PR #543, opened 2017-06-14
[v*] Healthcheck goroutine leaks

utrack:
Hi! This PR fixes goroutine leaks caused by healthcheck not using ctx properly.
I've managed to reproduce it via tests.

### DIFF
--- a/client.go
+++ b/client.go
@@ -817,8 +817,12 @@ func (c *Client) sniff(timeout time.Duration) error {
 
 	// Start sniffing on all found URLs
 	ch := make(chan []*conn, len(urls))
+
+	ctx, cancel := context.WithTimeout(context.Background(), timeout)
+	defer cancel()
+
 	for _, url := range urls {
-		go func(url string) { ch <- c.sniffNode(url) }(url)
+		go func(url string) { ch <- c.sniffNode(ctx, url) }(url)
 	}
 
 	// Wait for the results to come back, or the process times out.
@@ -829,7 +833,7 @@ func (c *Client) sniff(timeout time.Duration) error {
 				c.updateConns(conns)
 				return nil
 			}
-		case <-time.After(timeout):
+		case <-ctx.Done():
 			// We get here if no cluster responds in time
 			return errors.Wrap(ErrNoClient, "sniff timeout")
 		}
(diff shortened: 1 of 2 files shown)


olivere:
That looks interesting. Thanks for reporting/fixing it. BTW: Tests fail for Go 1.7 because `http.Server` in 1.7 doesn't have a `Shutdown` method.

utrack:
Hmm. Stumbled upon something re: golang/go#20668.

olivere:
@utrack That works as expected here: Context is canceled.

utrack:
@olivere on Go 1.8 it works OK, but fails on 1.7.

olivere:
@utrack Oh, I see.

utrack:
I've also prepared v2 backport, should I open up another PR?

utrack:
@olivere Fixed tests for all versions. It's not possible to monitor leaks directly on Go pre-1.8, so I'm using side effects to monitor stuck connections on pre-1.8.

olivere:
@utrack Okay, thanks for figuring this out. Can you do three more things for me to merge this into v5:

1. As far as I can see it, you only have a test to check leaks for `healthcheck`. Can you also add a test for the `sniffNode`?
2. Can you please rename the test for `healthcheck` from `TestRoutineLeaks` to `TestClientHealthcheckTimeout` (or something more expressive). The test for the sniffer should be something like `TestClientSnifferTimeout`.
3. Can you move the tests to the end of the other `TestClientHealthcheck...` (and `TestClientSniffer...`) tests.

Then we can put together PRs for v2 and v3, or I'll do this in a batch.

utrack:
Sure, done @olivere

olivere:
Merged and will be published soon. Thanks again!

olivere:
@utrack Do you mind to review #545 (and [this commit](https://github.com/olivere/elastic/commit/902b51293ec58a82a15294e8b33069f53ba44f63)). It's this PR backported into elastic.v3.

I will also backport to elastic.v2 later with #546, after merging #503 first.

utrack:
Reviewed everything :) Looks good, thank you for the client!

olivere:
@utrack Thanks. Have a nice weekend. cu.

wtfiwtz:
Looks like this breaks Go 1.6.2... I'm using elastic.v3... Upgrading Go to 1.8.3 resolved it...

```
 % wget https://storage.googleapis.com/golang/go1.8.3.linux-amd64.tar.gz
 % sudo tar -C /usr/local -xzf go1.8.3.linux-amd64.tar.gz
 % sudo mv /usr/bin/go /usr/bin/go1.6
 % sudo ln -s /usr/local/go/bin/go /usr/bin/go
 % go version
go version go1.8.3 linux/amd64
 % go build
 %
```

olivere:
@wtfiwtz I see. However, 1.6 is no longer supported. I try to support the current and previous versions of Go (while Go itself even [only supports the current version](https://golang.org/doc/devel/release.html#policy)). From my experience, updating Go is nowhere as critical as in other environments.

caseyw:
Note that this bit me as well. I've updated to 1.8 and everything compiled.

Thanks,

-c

◇ ◇ ◇ ◇ ◇ ◇ ◇

## [Action item]
Print out, without change, each line from the line holding "in other environments." to the final line of the material.

## [Result]
@wtfiwtz I see. However, 1.6 is no longer supported. I try to support the current and previous versions of Go (while Go itself even [only supports the current version](https://golang.org/doc/devel/release.html#policy)). From my experience, updating Go is nowhere as critical as in other environments.

caseyw:
Note that this bit me as well. I've updated to 1.8 and everything compiled.

Thanks,

-c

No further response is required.